--- WHAT THE EXERCISE ASKS ---
How many lines of the entries below include the word "tests"? Answer with the number alone.

──────── RECORD EXCERPTS ────────

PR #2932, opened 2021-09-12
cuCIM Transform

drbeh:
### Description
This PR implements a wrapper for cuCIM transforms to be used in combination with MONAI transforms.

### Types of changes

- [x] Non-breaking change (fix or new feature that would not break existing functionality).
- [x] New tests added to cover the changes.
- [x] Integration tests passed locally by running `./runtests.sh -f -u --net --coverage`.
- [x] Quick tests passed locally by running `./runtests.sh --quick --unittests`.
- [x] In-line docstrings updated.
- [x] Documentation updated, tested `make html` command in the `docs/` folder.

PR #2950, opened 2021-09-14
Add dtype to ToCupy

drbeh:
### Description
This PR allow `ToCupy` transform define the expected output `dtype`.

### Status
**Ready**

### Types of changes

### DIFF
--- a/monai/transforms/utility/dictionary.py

────────

--- TASK RESULT ---
3